/---

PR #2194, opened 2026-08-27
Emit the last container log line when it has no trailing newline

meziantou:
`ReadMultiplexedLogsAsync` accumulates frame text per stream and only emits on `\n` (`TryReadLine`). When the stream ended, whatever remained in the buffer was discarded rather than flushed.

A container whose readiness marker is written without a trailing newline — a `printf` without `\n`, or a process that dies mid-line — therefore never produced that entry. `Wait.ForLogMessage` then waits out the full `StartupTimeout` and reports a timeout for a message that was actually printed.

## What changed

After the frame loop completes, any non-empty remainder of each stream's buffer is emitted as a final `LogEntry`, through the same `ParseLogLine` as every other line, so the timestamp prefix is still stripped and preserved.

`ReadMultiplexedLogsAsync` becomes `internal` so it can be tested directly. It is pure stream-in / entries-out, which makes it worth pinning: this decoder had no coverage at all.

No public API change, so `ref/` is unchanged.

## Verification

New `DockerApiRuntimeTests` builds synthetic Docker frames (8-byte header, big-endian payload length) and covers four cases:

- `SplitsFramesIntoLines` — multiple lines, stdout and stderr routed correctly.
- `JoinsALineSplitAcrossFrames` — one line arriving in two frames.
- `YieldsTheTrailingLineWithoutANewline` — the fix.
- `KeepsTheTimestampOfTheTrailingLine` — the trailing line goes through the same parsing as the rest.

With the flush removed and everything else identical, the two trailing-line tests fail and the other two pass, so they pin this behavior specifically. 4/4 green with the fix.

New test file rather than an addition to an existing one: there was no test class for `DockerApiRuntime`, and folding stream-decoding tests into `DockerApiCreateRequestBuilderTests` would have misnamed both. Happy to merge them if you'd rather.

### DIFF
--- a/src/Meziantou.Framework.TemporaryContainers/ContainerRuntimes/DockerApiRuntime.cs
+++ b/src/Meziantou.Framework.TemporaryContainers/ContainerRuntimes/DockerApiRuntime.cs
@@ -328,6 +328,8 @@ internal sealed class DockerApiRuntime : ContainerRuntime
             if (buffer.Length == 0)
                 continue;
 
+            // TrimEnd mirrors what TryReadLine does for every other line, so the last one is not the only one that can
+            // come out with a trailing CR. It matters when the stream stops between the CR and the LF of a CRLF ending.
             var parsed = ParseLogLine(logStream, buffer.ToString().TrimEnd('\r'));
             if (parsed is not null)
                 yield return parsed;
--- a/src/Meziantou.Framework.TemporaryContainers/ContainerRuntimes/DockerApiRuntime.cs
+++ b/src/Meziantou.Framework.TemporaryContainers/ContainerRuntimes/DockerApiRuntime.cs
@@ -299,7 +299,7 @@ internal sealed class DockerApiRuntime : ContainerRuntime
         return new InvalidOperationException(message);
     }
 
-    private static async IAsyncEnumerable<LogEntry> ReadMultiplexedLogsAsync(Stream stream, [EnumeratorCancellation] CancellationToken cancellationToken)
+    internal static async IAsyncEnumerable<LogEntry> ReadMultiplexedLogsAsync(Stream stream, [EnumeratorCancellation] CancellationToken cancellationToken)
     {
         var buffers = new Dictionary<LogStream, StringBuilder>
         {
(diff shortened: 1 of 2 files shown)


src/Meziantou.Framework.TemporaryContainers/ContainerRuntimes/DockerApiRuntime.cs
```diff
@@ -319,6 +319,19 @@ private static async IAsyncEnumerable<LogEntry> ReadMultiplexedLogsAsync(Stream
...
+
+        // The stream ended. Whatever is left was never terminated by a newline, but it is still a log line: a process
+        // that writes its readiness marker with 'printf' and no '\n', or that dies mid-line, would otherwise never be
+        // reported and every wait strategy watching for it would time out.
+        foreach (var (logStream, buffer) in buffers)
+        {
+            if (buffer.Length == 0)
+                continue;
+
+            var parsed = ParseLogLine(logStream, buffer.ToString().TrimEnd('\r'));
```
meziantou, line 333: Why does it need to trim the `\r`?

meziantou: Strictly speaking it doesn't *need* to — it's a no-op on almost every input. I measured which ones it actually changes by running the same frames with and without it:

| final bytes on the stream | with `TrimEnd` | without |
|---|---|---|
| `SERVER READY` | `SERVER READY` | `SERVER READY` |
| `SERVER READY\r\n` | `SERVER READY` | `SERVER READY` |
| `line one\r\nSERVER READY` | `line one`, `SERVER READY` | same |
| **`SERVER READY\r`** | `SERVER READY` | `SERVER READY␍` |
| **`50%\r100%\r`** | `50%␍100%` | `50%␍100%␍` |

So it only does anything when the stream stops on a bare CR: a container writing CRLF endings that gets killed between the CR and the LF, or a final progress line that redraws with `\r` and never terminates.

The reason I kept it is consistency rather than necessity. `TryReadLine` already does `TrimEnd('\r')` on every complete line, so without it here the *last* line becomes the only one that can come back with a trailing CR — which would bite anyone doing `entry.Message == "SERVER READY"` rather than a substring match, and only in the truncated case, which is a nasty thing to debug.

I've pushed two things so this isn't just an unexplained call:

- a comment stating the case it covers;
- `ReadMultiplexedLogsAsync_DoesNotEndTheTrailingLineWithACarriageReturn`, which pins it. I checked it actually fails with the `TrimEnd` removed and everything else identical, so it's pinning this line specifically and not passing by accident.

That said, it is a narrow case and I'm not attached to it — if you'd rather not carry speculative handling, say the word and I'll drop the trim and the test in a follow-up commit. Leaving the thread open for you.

\---
/---

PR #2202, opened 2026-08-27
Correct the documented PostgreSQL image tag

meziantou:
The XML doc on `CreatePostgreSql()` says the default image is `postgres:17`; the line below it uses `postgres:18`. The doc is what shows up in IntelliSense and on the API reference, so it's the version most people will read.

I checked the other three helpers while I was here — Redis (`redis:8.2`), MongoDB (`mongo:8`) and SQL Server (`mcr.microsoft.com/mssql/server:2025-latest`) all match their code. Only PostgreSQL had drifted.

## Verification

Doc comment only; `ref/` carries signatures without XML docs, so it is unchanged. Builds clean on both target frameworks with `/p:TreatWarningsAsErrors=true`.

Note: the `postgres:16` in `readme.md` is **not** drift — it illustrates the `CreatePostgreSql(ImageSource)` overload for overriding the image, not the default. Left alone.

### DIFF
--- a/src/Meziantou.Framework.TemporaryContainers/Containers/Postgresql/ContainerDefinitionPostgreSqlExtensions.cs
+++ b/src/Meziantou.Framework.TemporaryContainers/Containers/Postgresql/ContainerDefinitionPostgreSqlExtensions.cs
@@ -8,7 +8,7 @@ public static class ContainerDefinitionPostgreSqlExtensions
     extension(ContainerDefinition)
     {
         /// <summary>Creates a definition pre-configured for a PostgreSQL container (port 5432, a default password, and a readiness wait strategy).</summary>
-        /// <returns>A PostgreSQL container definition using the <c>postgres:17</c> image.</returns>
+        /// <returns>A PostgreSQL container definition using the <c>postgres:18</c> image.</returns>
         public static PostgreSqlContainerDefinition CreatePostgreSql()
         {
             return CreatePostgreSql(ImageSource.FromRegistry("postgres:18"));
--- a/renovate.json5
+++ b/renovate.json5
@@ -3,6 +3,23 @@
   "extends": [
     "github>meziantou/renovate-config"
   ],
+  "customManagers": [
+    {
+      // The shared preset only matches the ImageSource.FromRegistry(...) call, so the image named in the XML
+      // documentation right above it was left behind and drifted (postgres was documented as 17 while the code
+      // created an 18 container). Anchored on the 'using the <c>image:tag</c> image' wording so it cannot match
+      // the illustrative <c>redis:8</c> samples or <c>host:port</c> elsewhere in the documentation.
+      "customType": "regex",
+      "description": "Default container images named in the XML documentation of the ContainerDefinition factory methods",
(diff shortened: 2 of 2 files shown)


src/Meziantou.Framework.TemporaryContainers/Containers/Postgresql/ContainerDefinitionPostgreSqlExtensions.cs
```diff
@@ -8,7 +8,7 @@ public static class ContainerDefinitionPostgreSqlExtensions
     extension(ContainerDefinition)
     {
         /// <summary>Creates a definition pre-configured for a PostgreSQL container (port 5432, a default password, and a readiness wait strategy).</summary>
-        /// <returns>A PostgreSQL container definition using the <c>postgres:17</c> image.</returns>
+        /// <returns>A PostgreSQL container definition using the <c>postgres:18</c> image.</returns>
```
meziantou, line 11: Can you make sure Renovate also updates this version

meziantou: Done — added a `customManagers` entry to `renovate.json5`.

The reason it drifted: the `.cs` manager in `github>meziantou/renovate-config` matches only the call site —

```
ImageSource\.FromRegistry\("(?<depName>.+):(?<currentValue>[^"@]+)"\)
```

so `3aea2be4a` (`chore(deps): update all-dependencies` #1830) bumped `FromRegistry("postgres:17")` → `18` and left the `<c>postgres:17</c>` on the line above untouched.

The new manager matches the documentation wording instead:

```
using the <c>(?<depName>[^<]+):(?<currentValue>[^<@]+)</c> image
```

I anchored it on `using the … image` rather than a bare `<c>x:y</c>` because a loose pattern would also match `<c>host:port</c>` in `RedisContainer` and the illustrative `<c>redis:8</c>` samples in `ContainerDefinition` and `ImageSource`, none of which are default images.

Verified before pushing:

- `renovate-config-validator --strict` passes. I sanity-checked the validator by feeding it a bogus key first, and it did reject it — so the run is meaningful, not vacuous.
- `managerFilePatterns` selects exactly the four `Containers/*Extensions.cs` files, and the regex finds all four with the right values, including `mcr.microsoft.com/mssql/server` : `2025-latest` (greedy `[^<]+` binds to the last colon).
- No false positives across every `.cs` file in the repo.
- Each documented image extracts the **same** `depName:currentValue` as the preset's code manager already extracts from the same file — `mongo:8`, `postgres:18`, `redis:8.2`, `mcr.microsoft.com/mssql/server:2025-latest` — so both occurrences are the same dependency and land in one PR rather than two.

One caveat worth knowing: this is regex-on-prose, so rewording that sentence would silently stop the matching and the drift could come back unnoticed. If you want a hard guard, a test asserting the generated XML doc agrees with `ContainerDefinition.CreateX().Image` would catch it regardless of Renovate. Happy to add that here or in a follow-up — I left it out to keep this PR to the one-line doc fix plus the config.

\---

| PROBLEM DETAILS |
Give back, exactly as written, the stretch from the line with "- No false positives" through the line with "One caveat worth", and no other lines from the records above.

| REPLY TO THE EXERCISE |
- No false positives across every `.cs` file in the repo.
- Each documented image extracts the **same** `depName:currentValue` as the preset's code manager already extracts from the same file — `mongo:8`, `postgres:18`, `redis:8.2`, `mcr.microsoft.com/mssql/server:2025-latest` — so both occurrences are the same dependency and land in one PR rather than two.

One caveat worth knowing: this is regex-on-prose, so rewording that sentence would silently stop the matching and the drift could come back unnoticed. If you want a hard guard, a test asserting the generated XML doc agrees with `ContainerDefinition.CreateX().Image` would catch it regardless of Renovate. Happy to add that here or in a follow-up — I left it out to keep this PR to the one-line doc fix plus the config.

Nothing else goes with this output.